Je pensais qu’avec la COVID, les parents allaient prendre conscience de ce que l’école fait. Je m’attendais à l’inverse, à ce que l’école retrouve les lettres de noblesse qu’elle était en train de perdre.

Nicolas Prévost, président de la Fédération québécoise des directions d’établissement d’enseignement

Des élèves qui « refusent tout simplement de venir à l’école », il y en a beaucoup, dit le directeur adjoint d’une école secondaire, qu’on ne peut identifier parce qu’il craint des représailles de son centre de services scolaire. « Les parents ont souvent laissé tomber, manquent de moyens pour forcer leur jeune à venir à l’école », écrit celui qui travaille dans une école d’environ 1500 élèves.

« Il arrive par conséquent que des jeunes de 14 ans restent à la maison à gamer 24 heures par jour en toute impunité », ajoute-t-il. La semaine dernière, pour la dernière période de la journée, le taux d’absence chez ses élèves était d’environ 10 %, selon les données qu’il nous a fournies.
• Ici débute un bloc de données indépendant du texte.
PR #424, opened 2016-06-23
Add a Zone field to Peer

akshayjshah:
To integrate with TC, we need more information available on the Peer
struct. Along the way, remove the word "Assignment" - it's too similar
to terms used in the rest of our architecture.


prashantv:
lgtm

PR #426, opened 2016-06-24
Integrate OpenTracing

yurishkuro:
Ready for review

Changes:
* internal span reporting completely removed and replaced with OpenTracing
* span context and baggage are propagated via application headers (json only atm, thrift next)
* channel can be configured with `opentracing.Tracer`, otherwise it defaults to `opentracing.GlobalTracer()` (which is no-op by default)
* outbound calls tracing
  * span is started in `(c *Connection) beginCall`
  * if tracer understands "zipkin" format, then the tracing fields are populated in `callReq`
  * the actual span/baggage info is injected in `json/call.go`
  * span is stored in `Response` and finished in a couple of places in `outbound.go`
* inbound requests tracing
  * if tracer understands "zipkin" format, the span is started in `inbound.go` and baggage is added in the encoding handler
  * otherwise span is started in the encoding handler only
  * finished generically in completion callbacks in `inbound.go`

TODO:
 * [x] ~~avoid duplicating trace IDs in the headers and in the frame~~
 * [x] support thrift
 * [x] support raw
 * [x] support for disabling tracing by instructing Tracer to not sample spans
 * [x] generate random IDs for native `Span` if tracer is not zipkin-compatible


yurishkuro:
@prashantv @uber/rpc

prashantv:
@yurishkuro Looking over the changes now, some high level feedback:
- I think `inbound.go` should initially create the span and set the span in the context. I think the subpackages are responsible for possibly adding baggage to the span from the headers.
- Spans seem like they are mutable, does this mean that anyone who accesses the context could modify tags/baggage?
- It seems like the `tracingDisabled` bit uses `Flags` in opentracing, but I don't see anything about Flags in the opentracing godoc, https://godoc.org/github.com/opentracing/opentracing-go#Span

I think the outbound side looks good, just a little unsure about inbound. If the TChannel library is used without any of the `json` or `thrift` packages, will the context still be created with the opentracing span and be propagated correctly? I would expect everything except tags/baggage to work in that case.

yurishkuro:
> I think `inbound.go` should initially create the span and set the span in the context. 

The problem with that is it will make the solution really tied to Zipkin-style tracing systems, or at least those who support injection carrier matching `tchannel.Span` (which Jaeger does). In the current implementation, the outgoing span is injected into app headers using standard OT API, not Zipkin-specific, but if the tracer happens to support Zipkin style, then the trace IDs are also added to the frame tracing fields, as a bonus. So the tracing will still work with non-Zipkin tracers.

On the inbound side, if we start the span before app headers are known, we'd have to start it from the frame tracing fields, i.e. only in Zipkin-specific way. Whereas the span created in `json/handler` with work with any tracer.

One dirty way would be to start a span in `inbound.go` with zipkin-specific API, but then if the app headers are available then start a new one and replace the first one. In Jaeger starting and not finishing a span is not a problem, it just gets garbage collected, may not be the case with other tracers.

> Spans seem like they are mutable, does this mean that anyone who accesses the context could modify tags/baggage?

Yes, which is in fact the intention, the user code may add other tags/events/baggage to the span.

> It seems like the tracingDisabled bit uses Flags in opentracing, but I don't see anything about Flags in the opentracing godoc, https://godoc.org/github.com/opentracing/opentracing-go#Span

Correct, there are no "flags" in OpenTracing, so the way these are exposed to `tchannel.Span` is via above-mentioned Zipkin-specific API. There's also no explicit API to _disable_ tracing, but there is a way to force the sampling on or off, which is what I used.

yurishkuro:
@prashantv I think this current form does what you want. If the tracer supports zipkin-style span context, then the span is created directly in the `inbound.go`, and once the headers are read the baggage is added to that span (currently by creating a new span and discarding it, but with the upcoming [PR #82](https://github.com/opentracing/opentracing-go/pull/82) in opentracing-go I will be able to do that without starting a span). If the tracer does not support zipkin-style, then the span is only created in `json/handler.go` for standard OpenTracing API.

I've extended the propagation test to use 3 tracers, the default Noop tracer, Jaeger tracer, and basictracer-go (which does not support zipkin style).

prashantv:
@yurishkuro Nice! Thanks for making the changes, I definitely like this approach more.

- Should we export `Span` directly on the response? Can we make it a method (there's some users of TChannel that have built their own interface to match the calls, and that's only possible because we use methods for exporting any data)
- I want to make sure that disabling of a trace works across all tracers
- If the Jaeger tracer is used, then the tracing information is propagated via TChannel's fixed fields -- is this information duplicated in headers? Or is it only in the fixed fields?
- Little worried about Span being `nil` in a few places, is it safer to use an empty span in those cases? Want to make sure that we don't have nil dereference panics, and instead return some zero value instead

I'm assuming that all opencontext headers are added with a prefix even in TChannel's headers so they won't clash right?

Should we put the code to extract/inject tracing into some internal package that can be used by Thrift + JSON.

yurishkuro:
> I want to make sure that disabling of a trace works across all tracers

We can do it in two different ways. What I've done currently is disabling the _sampling_ of the current trace (or rather span and its children). OT tracers are not obligated to respect the sampling hints. Another approach would be to completely disable all calls to OpenTracing API if disableTracing is requested.

> If the Jaeger tracer is used, then the tracing information is propagated via TChannel's fixed fields -- is this information duplicated in headers? Or is it only in the fixed fields?

It is duplicated. The headers are read/set via standard OpenTracing API. If we really want to avoid duplication, I can hack it via yet another special Format, like BaggageOnlyTextMapFormat, which will only be known to Jaeger and TChannel, and if the tracer says that format is not supported, then fallback to full span context headers

> Little worried about Span being nil in a few places, is it safer to use an empty span in those cases? Want to make sure that we don't have nil dereference panics, and instead return some zero value instead

I can use opentracing.Noop span, by default, but will need another flag to distinguish default from actual span, because `json/handler.go` branches depending on whether the span was created in `inbound.go`

> I'm assuming that all opencontext headers are added with a prefix even in TChannel's headers so they won't clash right?

Normally the headers returned by a Tracer are prefixed with tracer-specific strings. E.g. Jaeger's headers are either `uber-trace-id` or `uberctx-***`. Given that tchannel has special handing of the headers, it's possible to further prefix those, but I am not sure it's necessary.

yurishkuro:
@prashantv @breerly this is ready for review

breerly:
Exciting - will comb through today!

Makefile
```diff
@@ -116,12 +116,15 @@ else
...
 endif
 	@echo "Checking for unresolved FIXMEs"
-	-git grep -i fixme | $(FILTER) | grep -v -e Makefile | tee -a lint.log
+	-git grep -i -n fixme | $(FILTER) | grep -v -e Makefile | tee -a lint.log
 	@[ ! -s lint.log ]
 else
 	@echo "Skipping linters on" $(GO_VERSION)
 endif
 
+todos:
```
breerly: suggest moving this to diff PR

tracing_test.go
```diff
@@ -21,314 +21,515 @@
...
-		tt.serverOpts = testutils.DefaultOpts(tt.serverOpts).SetTimeNow(serverNow).NoRelay()
-		tt.clientOpts = testutils.DefaultOpts(tt.clientOpts).SetTimeNow(clientNow)
+type TracerType string
 
-		WithVerifiedServer(t, tt.serverOpts, func(ch *Channel, hostPort string) {
-			state.signal = make(chan struct{})
+const (
+	Noop   TracerType = "NOOP"
+	Basic  TracerType = "BASIC"
+	Jaeger TracerType = "JAEGER"
```
breerly: Perhaps add a comment describing what these use. Also, is this an enum? Might use an [iota](https://golang.org/ref/spec#Iota) if so.

yurishkuro: Adding comments. I chose strings because in case of test errors I get a nice log like this:
```
Messages:	Wrong span count; test {forwardCount:2 tracingDisabled:false format:raw expectedBaggage: expectedSpanCount:2} 
with tracer {tracerType:BASIC tracer:0xc820016a00 spansRecorded:0x16f870 resetSpans:0x16f8b0 isFake:false zipkinCompatible:false}
```
(note `tracerType:BASIC`), but if I use int/iota, then it prints ``tracerType:1` - ¯\_(ツ)_/¯

outbound.go
```diff
@@ -24,8 +24,11 @@ import (
 	"fmt"
 	"time"
 
-	"github.com/uber/tchannel-go/typed"
+	"github.com/opentracing/opentracing-go"
 	"golang.org/x/net/context"
+
+	"github.com/opentracing/opentracing-go/ext"
+	"github.com/uber/tchannel-go/typed"
```
abhinav: Import groups are off.

tracing.go
```diff
@@ -22,32 +22,37 @@ package tchannel
...
 import (
 	"fmt"
-	"math/rand"
+	"net"
+	"strconv"
+	"time"
+
+	"github.com/opentracing/opentracing-go"
+	"github.com/opentracing/opentracing-go/ext"
+	"golang.org/x/net/context"
```
abhinav: This import group should be below the tchannel-go one.

tracing.go
```diff
@@ -84,53 +87,135 @@ func (s Span) ParentID() uint64 { return s.parentID }
...
-	if tracingEnabled {
-		flags = tracingFlagEnabled
+// ExtractInboundSpan deserializes tracing span from the incoming `headers`.
+// If the response object already contains a pre-deserialized span (only for
+// Zipkin-compatible tracers), then the baggage is extracted from the headers
+// and added to that span.
+func ExtractInboundSpan(ctx context.Context, call *InboundCall, headers map[string]string, tracer opentracing.Tracer) context.Context {
+	var span = call.Response().span
+	operationName := call.ServiceName() + "::" + call.MethodString()
+	if span != nil {
```
abhinav: NIt: Reduce nesting by inverting this:

```go
if span == nil {
  return opentracing.ContextWithSpan(ctx, span)
}

// copy baggage from headers
if headers != nil {
  ...
}

// ...
```

tracing.go
yurishkuro: is it codified somewhere in this repo?  The order I use is (1) std libs, (2) other external deps, (3) this repo own packages

abhinav: This repo uses (or at least is supposed to use): std libs, local imports, external imports. Don't know if it's documented anywhere.

CC @prashantv

yurishkuro: ok. I don't get the logic of this particular order, but since it's already everywhere I'l update my changes.

context.go
```diff
@@ -76,9 +76,7 @@ func getTChannelParams(ctx context.Context) *tchannelCtxParams {
 
 // NewContext returns a new root context used to make TChannel requests.
 func NewContext(timeout time.Duration) (context.Context, context.CancelFunc) {
-	return NewContextBuilder(timeout).
-		setSpan(NewRootSpan()).
```
prashantv: When you make a new context, is there any way to know what the trace ID will be for the call you're about to make?

glide.yaml
```diff
@@ -44,3 +44,8 @@ import:
   - quantile
 - package: github.com/uber-go/atomic
 - package: github.com/prashantv/protectmem
+- package: github.com/opentracing/opentracing-go
+- package: github.com/uber/jaeger-client-go
+- package: github.com/opentracing/basictracer-go
+- package: github.com/gogo/protobuf
```
prashantv: This shouldn't be in the glide.yaml, I don't think tchannel-go is directly using protobuf anywhere right?

inbound.go
```diff
@@ -185,9 +172,11 @@ func (c *Connection) dispatchInbound(_ uint32, _ uint32, call *InboundCall, fram
 		return
 	}
 
-	call.commonStatsTags["endpoint"] = string(call.method)
+	call.commonStatsTags["endpoint"] = call.methodString
```
prashantv: thanks for fixing this (and same below)

outbound.go
```diff
@@ -332,13 +307,22 @@ func cloneTags(tags map[string]string) map[string]string {
...
 func (response *OutboundCallResponse) doneReading(unexpected error) {
-	now := response.GetTime()
-	response.AddAnnotationAt(AnnotationKeyClientReceive, now)
-	response.Report()
+	now := response.timeNow()
 
 	isSuccess := unexpected == nil && !response.ApplicationError()
 	lastAttempt := isSuccess || !response.requestState.HasRetries(unexpected)
 
+	// TODO how should this work with retries?
```
prashantv: This is a good question, I think previously we would report multiple separate spans. We should make sure it still makes sense -- I think separate spans for each attempt would be the best approach?

tracing.go
```diff
@@ -22,32 +22,37 @@ package tchannel
...
+	"github.com/opentracing/opentracing-go/ext"
+	"golang.org/x/net/context"
 )
 
-// traceRng is a thread-safe random number generator for generating trace IDs.
-var traceRng = trand.NewSeeded()
+// ZipkinSpanFormat defines a name for OpenTracing carrier format that tracer may support.
+// It is used to extract zipkin-style trace/span IDs from the OpenTracing Span, which are
+// otherwise not exposed explicitly.
+const ZipkinSpanFormat string = "zipkin-span-format"
```
prashantv: nit: don't need `string` here

context.go
yurishkuro: First, trace ID is not a concept that's exposed in OpenTracing API, so strictly speaking - no.

In practice, if there is already an OpenTracing span in the current context, then a child span will be created when the outbound call is made (but not when the context is created). If the tracer is Zipkin-compatible, then technically it's possible to extract trace ID from the current span, and internally the outbound call will do that and store that trace ID in the frame's `Trace` fields.

tracing.go
```diff
@@ -84,53 +87,133 @@ func (s Span) ParentID() uint64 { return s.parentID }
...
+	var parent opentracing.SpanContext // ok to be nil
+	if s := opentracing.SpanFromContext(ctx); s != nil {
+		parent = s.Context()
 	}
-	if s.spanID == 0 {
-		childSpan.spanID = childSpan.traceID
-	} else {
-		childSpan.spanID = uint64(traceRng.Int63())
+	span := c.Tracer().StartSpan(
+		serviceName+"::"+methodName,
```
prashantv: the `serviceName` here is not the Thrift service name, it's the routing service name, so for example in moe, the values would be:
`serviceName = "moe"`
`methodName = "Stooges::nyuck"`

If you append them, the spans will become `moe::Stooges::nyuck` which I don't think is what we want.

tracing.go
```diff
@@ -84,53 +87,133 @@ func (s Span) ParentID() uint64 { return s.parentID }
...
+	span.SetTag("as", call.callReq.Headers[ArgScheme])
+	call.callReq.Tracing.initFromOpenTracing(span)
+	return span
 }
 
-func (s *Span) sampleRootSpan(sampleRate float64) {
-	// Sampling only affects root spans
-	if s.ParentID() != 0 {
-		return
+// InjectOutboundSpan serializes the tracing span from the `response` into the `headers`.
```
prashantv: Can you explain this a little more, and explain how it should be used

tracing.go
```diff
@@ -84,53 +87,133 @@ func (s Span) ParentID() uint64 { return s.parentID }
...
-	flags := byte(0)
-	if tracingEnabled {
-		flags = tracingFlagEnabled
+// ExtractInboundSpan deserializes tracing span from the incoming `headers`.
+// If the response object already contains a pre-deserialized span (only for
+// Zipkin-compatible tracers), then the baggage is extracted from the headers
+// and added to that span.
+func ExtractInboundSpan(ctx context.Context, call *InboundCall, headers map[string]string, tracer opentracing.Tracer) context.Context {
+	var span = call.Response().span
+	operationName := call.ServiceName() + "::" + call.MethodString()
```
prashantv: same comment as earlier, this will lead to operation being `moe::Stooges::nyuck`

tracing.go
```diff
@@ -84,53 +87,133 @@ func (s Span) ParentID() uint64 { return s.parentID }
...
+		}
+	} else {
+		var parent opentracing.SpanContext
+		if headers != nil {
+			carrier := opentracing.TextMapCarrier(headers)
+			parent, _ = tracer.Extract(opentracing.TextMap, carrier)
+		}
+		span = tracer.StartSpan(operationName, ext.RPCServerOption(parent))
+		ext.PeerService.Set(span, call.CallerName())
+		span.SetTag("as", string(call.Format()))
```
prashantv: this looks very similar to `extractInboundSpan`

context.go
prashantv: One use case we have is `yab` which makes a call from an outbound perspective, but then outputs the traceID (so you can find the trace later). It uses the `CurrentSpan(ctx)` after creating a context, so I wonder if every new context should include a new root span. While `yab` can be updated, I don't want to break any other uses of this pattern.

yurishkuro: The main issue I had with Context doing anything related to spans is that spans can only be created by the Tracer. Passing the tracer to Context methods seemed very wrong.

I think we should revisit the use case of `yab`. What you describe sounds like a debugging feature, which is much better handled by configuring the Tracer with a logging reporter (alone or in addition to real span reporter). For example, in Jaeger this is achieved by setting `logSpans: true` in the config (or programmatically).

prashantv: While it is a debugging feature, the TChannel library should allow these use cases. E.g. `yab` should have control over how the trace ID is outputted. Passing tracer does seem pretty wrong, would setting a parent span (that the user creates) be a better solution?

There also seems internal users using `CurrentSpan(ctx)`, not sure how they're using it or whether they'll be affected.

yurishkuro: Setting parent (root) span on the context would indeed allow access to the trace ID prior to child span being created inside of tchannel.

The way `CurrentSpan(ctx)` works is it tries to find an OpenTracing Span in the context, and then tries to convert it to internal `Span` format (assuming tracer supports that). Otherwise it returns nil.

yurishkuro: NB: if returning nil from CurrentSpan is a concern, we could return a pointer to a default/empty `Span{}` with 0 IDs.

prashantv: Sorry I should have been clearer. Returning `nil` isn't the issue, it's more that there's existing internal callers to `CurrentCall` that might be depending on the trace ID being set as they're about to make an outbound call.

I'll sync up over email about what existing callers are and we can figure out whether they need it to work or not.

outbound.go
yurishkuro: That would be hard, because at this low level we don't have access to the headers. I think a better alternative (I believe Finagle does it too) is to add events to the current span, which will show on the timeline as dots (red dots specifically, if we mark them as errors).

glide.yaml
yurishkuro: a fully functional mock tracer is not available directly in opentracing-go, so I replaced basictracer with it altogether.

btw, the protobuf dependency had to be in glide.yaml as otherwise it was not getting installed or even locked in glide.lock, even though basictracer depends on it. Not an issue now.

context.go
kriskowal: In YARPC, we should guarantee that there is a span associated with a response context. We do need tracing to expose an arbitrary string for applications like what @prashantv mentions for tools and logging. Something you can use to associate and search for the trace. It does not have to conform to the Zipkin scheme.

yurishkuro: @kriskowal OpenTracing cannot impose any specific restrictions on how a "trace identity" is represented in a string, because it's an implementation detail of the trace and they vary greatly. However, it is reasonable to require that `span.String()` returns _something_ that can be used to locate the trace in the respective UI. It's just that this "something" will be implementation specific. For example, Jaeger spans return a string like this: `73754768284bbd0f:73754768284bbd0f:0:0`. Note that the string will be unique for each span, but the first segment is a common trace id (implementation detail).

yurishkuro:
@prashantv any other comments?

context.go
kriskowal: It would be satisfying for spans to be Stringers without any requirements for the form of the string. This would reinforce the need for YARPC to return a context. We need a mechanism for YARPC to communicate back the span it created on your behalf. cc @bombela

outbound.go
kriskowal: Logging the error and logging the retry seem fine to me. That would work for speculative retry as well, just not an error.

kriskowal:
lgtm. please await stamp from @prashantv.

outbound.go
yurishkuro: If no objections, I would like to leave this for another PR, this one is already huge and been outstanding for almost 3 weeks. The current logic replicates the prior logic where a span was reported on every retry, so no worse than before.

Makefile
```diff
@@ -12,7 +12,7 @@ endif
 
 PATH := $(GOPATH)/bin:$(PATH)
 EXAMPLES=./examples/bench/server ./examples/bench/client ./examples/ping ./examples/thrift ./examples/hyperbahn/echo-server
-PKGS := . ./json ./hyperbahn ./thrift ./typed ./trace $(EXAMPLES)
+PKGS := . ./json ./hyperbahn ./thrift ./typed $(EXAMPLES)
```
prashantv: asdasd

channel.go
```diff
@@ -140,13 +129,21 @@ type Channel struct {
...
+	statsReporter StatsReporter
+	tracer        opentracing.Tracer
+	subChannels   *subChannelMap
+	timeNow       func() time.Time
+}
+
+// Tracer returns the OpenTracing Tracer for this channel.
+// If no tracer was provided in the configuration, returns opentracing.GlobalTracer().
+func (ccc channelConnectionCommon) Tracer() opentracing.Tracer {
+	if ccc.tracer != nil {
```
prashantv: shouldn't we only need to do this check once when creating the channel rather than everytime `Tracer` is called?

context_internal_test.go
```diff
@@ -0,0 +1,16 @@
+package tchannel
```
prashantv: add uber license

context_test.go
```diff
@@ -208,25 +194,12 @@ func TestContextWithHeadersAsContext(t *testing.T) {
...
-	ctx4, _ := NewContextBuilder(time.Second).
-		SetParentContext(ctx2).
-		SetExternalSpan(3, 2, 1, true).
 		Build()
-	span4 := NewSpan(3, 2, 1)
-	assert.Equal(t, &span4, CurrentSpan(ctx4), "external span used")
+	assert.Equal(t, "some value", ctx2.Value("some key"), "key/value propagated from parent ctx")
 
 	goroutines.VerifyNoLeaks(t, nil)
 }
```
prashantv: Can we add a test where you create a span outside of tchannel using opentracing, pass that context in, and call `CurrentSpan` and validate it matches?

channel.go
yurishkuro: I did it as late binding, in case the global tracer is set after the channel is created

prashantv: i don't understand -- you can't change `ccc.tracer` after the channel is created right?

inbound.go
```diff
@@ -62,7 +64,8 @@ func (c *Connection) handleCallReq(frame *Frame) bool {
 
 	call := new(InboundCall)
 	call.conn = c
-	ctx, cancel := newIncomingContext(call, callReq.TimeToLive, &callReq.Tracing)
+	// TODO used to propagate tracingDisabled
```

Depuis la pandémie, l’assiduité est un réel problème, dit une enseignante d’une école primaire de Montréal. Elle a vu passer des élèves qui ne viennent à l’école que quatre jours par semaine, voire trois. « On parle d’enfants de 10 ans que les parents laissent à la maison ! », dit-elle, en déplorant qu’il n’y ait « pas de suivi des directions ».

Il y a aussi les voyages, ajoute cette enseignante, qui travaille dans un milieu multiculturel. Plusieurs de ses élèves retournent voir de la famille à l’extérieur du pays au cœur de l’année scolaire, à la faveur de billets d’avion moins chers. « C’est l’enfer. J’ai une élève qui est arrivée au mois d’octobre », illustre-t-elle. Il y a aussi cette autre jeune « avec des notes de 30 % » partie une semaine pour un voyage dans le Sud avec ses parents.

« En compétition » avec d’autres activités

Bien des facteurs peuvent expliquer qu’autant d’élèves s’absentent chaque jour. Mais c’est une attitude négative envers l’école qui explique le plus l’absentéisme, croit Frédéric Guay, professeur à l’Université Laval et titulaire de la chaire de recherche du Canada en motivation, persévérance et réussite scolaires.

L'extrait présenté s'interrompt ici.